Need a change of scenery? Swap the rolling Tuscan hills for the coastal town of Punta Ala. It’s a real beauty, with seaside views instead of rolling hills. It’s mostly untouched, so the natural beauty is there in a big way. Visitors will find forests of pine, calm beaches, rocky outcrops, and mostly locals enjoying the views. This spot is not a big place for tourists so you can bring a book, a bottle of wine, and enjoy the sun in peace and quiet.

Florence

This is one of the top cities to visit in Italy as it’s packed to the brim with art, culture, food, and beauty. You’ll definitely need a few days to fully experience Florence, especially if you love museums. Make sure to stop at the Uffizi Gallery to check out the impressive collection of Renaissance era artworks. The Accademia is the spot to visit if you want to see the original David statue by Michelangelo. There are so many museums in Florence that you won’t have time to see them all so make sure to do your due diligence to figure out which ones are best for you. Spend some time wandering the city center as it’s filled with impressive architecture and even considered a World UNESCO Heritage Site. If you can find a high vantage point, spend some time up there overlooking the landscape of the city. Photographers, don’t forget your camera. Make sure to check out the San Lorenzo Market, Piazza Della Signoria, the Duomo, and Ponte Vecchio.

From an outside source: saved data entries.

PR #6028, opened 2024-07-16
chore(e2e): add test for add connection failures COMPASS-8009 COMPASS-8091

lerouxb:
Also when adding a connection and it fails to connect the toast now shows up.


packages/compass-sidebar/src/components/multiple-connections/sidebar.tsx
```diff
@@ -362,17 +369,17 @@ export function MultipleConnectionSidebar({
 
   const onNewConnectionConnect = useCallback(
     (connectionInfo: ConnectionInfo) => {
-      void connect({
-        ...cloneDeep(connectionInfo),
-      }).then(() => setIsConnectionFormOpen(false));
+      setIsConnectionFormOpen(false);
+      void _onConnect(connectionInfo).then(() => {
```
lerouxb, line 373: We weren't using all the same code for new connections as when connecting to existing saved connections which meant that errors weren't caught and the toast didn't appear.

packages/compass-e2e-tests/tests/connection.test.ts
```diff
@@ -299,6 +300,29 @@ describe('Connection string', function () {
     }
   });
 
+  it('fails for authentication errors', async function () {
```
lerouxb, line 303: We didn't actually have any tests for failed connections except in auto-connect.test.ts for connecting from the CLI, so we didn't notice before that the toast never showed up.

packages/compass-e2e-tests/helpers/commands/connect-with-connection-string.ts
```diff
@@ -36,24 +36,26 @@ export async function connectWithConnectionString(
...
-    // There's a potential problem here: The list of connections is virtual, so
-    // the new connection might not be rendered. By searching for it if possible
-    // we can guarantee that it will be on screen. The search box won't exist
-    // for the first connection, but that's OK because once connected it will be
-    // the only connection so should be rendered.
-    if (await browser.$(Selectors.SidebarFilterInput).isExisting()) {
-      await browser.clickVisible(Selectors.SidebarFilterInput);
-      await browser.setValueVisible(Selectors.SidebarFilterInput, '');
-    }
+  if (connectionStatus === 'success') {
```
paula-stacho, line 39: could the part that is only for successful connections be separated into it's own helper? `connectWithConnectionString` is becoming somewhat fuzzy

packages/compass-e2e-tests/helpers/commands/wait-for-connection-result.ts
```diff
@@ -37,9 +40,11 @@ export async function waitForConnectionResult(
   }
 
   if (TEST_MULTIPLE_CONNECTIONS) {
-    await browser
-      .$(Selectors.ConnectionModal)
-      .waitForDisplayed({ reverse: true });
+    if (fromForm) {
```
paula-stacho, line 43: do we need to skip this? does it error without the form, or do we have cases when we want to keep the form open while connecting from the sidebar? asking because I find the `fromForm` parameter a bit confusing, so I'd rather avoid it if possible

paula-stacho (approved):
Looks good, thank you for the fix!

PR #1460, opened 2016-04-27
New interfaces

dclark87:
Added new afni interfaces for: 3dECM, 3dDegreeCentrality, 3dLFCD, 3dClipLevel, 3dmask_tool, and 3dSeg as well as their unit tests


dclark87:
We need to add a couple of corrections here. @sgiavasis and I will let you guys know when these can be fully pulled in

chrisfilo:
Ok. Thanks for the update.

dclark87:
@chrisfilo - This is all patched up and ready now

dclark87:
@chrisfilo - any thoughts on this? Does this look good to merge?

chrisfilo:
Could you list the new interfaces in CHANGES file? Otherwise looks good.

dclark87:
Where in CHANGES? Here? https://github.com/fcp-indi/nipype/blob/new_interfaces/CHANGES#L34

chrisfilo:
That's the one! This way users can see what's new - it get's rendered here:
http://nipy.org/nipype/changes.html

PR #1461, opened 2016-04-28
FIX SGEGraph fixed to allow for varied file permissions

ostanley:
By not specifying bash in qsub commands you require the generated files to have executable permissions. Most linux systems create 644 files without these permissions. I corrected this by adding bash to the qsub command before the batchscript variable. If there is another proper way to do this please let me know.

Thank you,

Olivia

### DIFF
--- a/nipype/pipeline/plugins/sgegraph.py
+++ b/nipype/pipeline/plugins/sgegraph.py
@@ -136,7 +136,7 @@ class SGEGraphPlugin(GraphPluginBase):
                     if self._qsub_args.count('-o ') == 0:
                         stdoutFile = '-o {outFile}'.format(
                             outFile=batchscriptoutfile)
-                    full_line = '{jobNm}=$(qsub {outFileOption} {errFileOption} {extraQSubArgs} {dependantIndex} -N {jobNm} {batchscript} | awk \'{{print $3}}\')\n'.format(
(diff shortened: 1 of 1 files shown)


satra:
@hjmjohnson - can you take a look here?

nipype/pipeline/plugins/sgegraph.py
```diff
@@ -136,7 +136,7 @@ def make_job_name(jobnumber, nodeslist):
                     if self._qsub_args.count('-o ') == 0:
                         stdoutFile = '-o {outFile}'.format(
                             outFile=batchscriptoutfile)
-                    full_line = '{jobNm}=$(qsub {outFileOption} {errFileOption} {extraQSubArgs} {dependantIndex} -N {jobNm} {batchscript} | awk \'{{print $3}}\')\n'.format(
+                    full_line = '{jobNm}=$(qsub {outFileOption} {errFileOption} {extraQSubArgs} {dependantIndex} -N {jobNm} bash {batchscript} | awk \'{{print $3}}\')\n'.format(
```
hjmjohnson: @ostanley @satra I think it would be better to ensure that that bash script has execute permisssions.

ostanley: Forgive me if this is an obvious question but how would you do that? You can only use chmod after the file exists and the nipype creates the file just before run. Should I add an os.chmod() command to the script creation?

effigies:
Marking orphaned, but if someone comes back to this, you can check permissions with `os.access()`.

effigies:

And whether you’re a foodie or not, don’t forget to spend time taste testing the various gelato shops and pizzerias. The food in Florence is incredible.

Elba

Elba can be found in the Tuscan Archipelago. It’s the largest of the islands that make up the national park here. It’s history dates back to the time of the Etruscans, The Romans, and even Napoleon who was once exiled here. Now, people flock to this destination because of its sunny atmosphere and crystal clear waters. Some even compare the water here to that of the Caribbean! Highlights include visits to Napoleon’s former residences as well as the historic fortresses.

Siena

Siena is one of the larger cities that Tuscany has to offer. While it’s smaller than Florence, it’s absolutely brimming with culture, beauty, and charm. The city center is considered a World UNESCO Heritage Site, making it a great place for history lovers to wander. Highlights include the Piazza Del Campo at the heart of the city as well as the Siena Cathedral. This medieval city has a lot to offer in the way of architecture so make sure to look up every once in a while to check out the buildings and houses. Don’t leave Siena without visiting the Piazza del Campo, which is one of the most famous public squares in all of Europe. The people watching here is pretty fantastic.

Tuscany is a beautiful and culturally rich part of Italy. If you’re visiting, expect to be kept busy exploring the Tuscan cities and all they have to offer. Between the food, wine, culture, and architecture, you’ll be too busy to even think about Italy’s other regions.